Thoughts for Pioneer Day

Thoughts for Pioneer Day 2025-07-24T10:57:25-06:00

 

C. C. A. Christenen exodus from Nauvoo
C.C.A. Christensen, “Crossing the Mississippi on the Ice” (nineteenth century), depicting the commencement of the Mormon exodus from Nauvoo, Illinois, abandoning their temple and their city, toward the Great Basin West (Wikimedia Commons public domain image)

24 July, for people who reside in Utah and for many members of the Church of Jesus Christ of Latter-day Saints worldwide, is “Pioneer Day.”  It commemorates the entry of Brigham Young and the first group of Latter-day Saint pioneers — the advance or vanguard party — into the Valley of the Great Salt Lake on 24 July 1847 after the forced expulsion of their people from Nauvoo, Illinois, and other (mostly adjacent) locations in the eastern United States and the roughly 70,000 other pioneers who followed them before the completion of the transcontinental railroad.  There will be parades, rodeos, fireworks (and resultant wildfires), barbecues, and other festivities in celebration of the holiday.  In Utah, many municipal and county offices, many businesses, and all state-run government offices will close for the day.

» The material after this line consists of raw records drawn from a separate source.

PR #462, opened 2020-09-03
Introduce component template inheritance

BlakeWilliams:
This change introduces template inheritance to components. Previously
subclassed components would have to define, or re-define a template
file. With this change, component templates are compiled when they're
inherited so the subclass will also inherit the `call_*` template methods.

This functionality already existed for `inline` templates defined via
`call`, but this change introduces a test to ensure we have coverage of
that intended behavior.

related to https://github.com/github/view_component/discussions/455


joelhawksley:
@DiegoOrejuela would you be willing to provide the first round of code review here?

lib/view_component/base.rb
```diff
@@ -179,6 +179,10 @@ def short_identifier
       end
 
       def inherited(child)
+        # Compile so child will inherit compiled `call_*` template methods that
+        # `compile` defines
+        compile
```
fsateler, line 184: Shouldn't compilation be triggered at compile time? That is, when a child compononent is compiled, it should first ensure its parent is compiled.

During development, this would cause more compilations than necessary.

Amidst all of the busyness and activity, and particularly, perhaps, on the Sundays before and/or after Pioneer Day, there are also sometimes occasional moments for reflection.  (I’m deeply grateful, too, to the person who had the brilliant idea of reenacting “handcart treks,” which are now so familiar among our youth.  See, for example, “Church Historian Inspires Youth on Trek Across the Wyoming Mormon Trail: Elder Kyle S. McKay and his wife, Jennifer, join about 150 youth on a pioneer trek experience”). With that in mind, I would like to offer a few hasty thoughts here:

First of all, not every Nauvoo Latter-day Saint came west.  (Some obvious examples of those who remained behind are Emma Smith, Joseph’s widow, and her children; the widowed Lucy Mack Smith, Joseph and Hyrum’s mother; and William Smith, the brother of the Prophet and the Patriarch.)  Many of those who remained in the Midwest and East presumably drifted away from the Restoration.  Others joined offshoots of the mainstream Church (e.g., the so-called “Strangite”) group or, eventually, coalesced to become, first, the Reorganized Church of Jesus Christ of Latter Day Saints and then, much more recently, the Community of Christ.  Over the past several decades, the latter has been moving (from my perspective) in the direction of a rather liberal or progressive Protestantism, which has generated still further schisms.

Mormon naïve art
“The Handcart Pioneers” (1900), by Carl Christian Anton Christensen
(Wikimedia Commons public domain image)

The Latter-day Saint pioneers weren’t “rugged individualists,” traveling alone and in isolation, let alone anti-social outcasts on the margins.  They set out with a plan, organized into companies.  They took the time to acquire or construct the wagons and the other equipment that they would need, and to think carefully through the supplies that would be required.  They traveled in society, as a community.  On more than few occasions, they paused or left somebody behind to prepare the way, to build facilities, and to plant crops for those who would follow them.  They kept careful records, not merely to satisfy later historical curiosity but to benefit any of their fellow Saints who hoped to travel the same path thereafter.  And when they finally arrived at their Great Basin goal, they were often sent out once again as organized communities to found cities and towns, not just to establish scattered homesteads.

From a Wikipedia entry:

The roadometer was a 19th-century device like an odometer for measuring mileage, mounted on a wagon wheel. One such device was invented in 1847 by William Clayton, Orson Pratt, and Appleton Harmon, pioneers of the Church of Jesus Christ of Latter-day Saints.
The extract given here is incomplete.